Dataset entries
......
PR #5747, opened 2026-07-13
fix(parser): gate Archmage Ascension's optional search-substitute draw replacement (CR 614.1a)

### LINKED ISSUE #5656: Archmage Ascension: optional search-substitute draw replacement drops to Unimplemented
## Summary
From Plan 03 P3-1b harvest (pool-verified; **lower confidence on exact cause** — flagged for triage rather than asserted).

## Parse
The optional search-substitute drops to `Unimplemented`. Likely related to #5654's compound-substitute gap family (optional + multi-action substitute), but the cause was not traced — triage should state what the card parses to and classify.

## Plan 03 relevance
In the 51-card frozen Draw corpus with execute=Unimplemented; implementing it turns the corpus gate red intentionally (assign a reviewed DrawReplacementScope, re-freeze).

nghetienhiep:
"As long as ~ has six or more quest counters on it, if you would draw a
......
→ Problem to solve: For every entry in the records above, write an exact copy.

→ Answer:
PR #5747, opened 2026-07-13
fix(parser): gate Archmage Ascension's optional search-substitute draw replacement (CR 614.1a)

### LINKED ISSUE #5656: Archmage Ascension: optional search-substitute draw replacement drops to Unimplemented
## Summary
From Plan 03 P3-1b harvest (pool-verified; **lower confidence on exact cause** — flagged for triage rather than asserted).

## Parse
The optional search-substitute drops to `Unimplemented`. Likely related to #5654's compound-substitute gap family (optional + multi-action substitute), but the cause was not traced — triage should state what the card parses to and classify.

## Plan 03 relevance
In the 51-card frozen Draw corpus with execute=Unimplemented; implementing it turns the corpus gate red intentionally (assign a reviewed DrawReplacementScope, re-freeze).

nghetienhiep:
"As long as ~ has six or more quest counters on it, if you would draw a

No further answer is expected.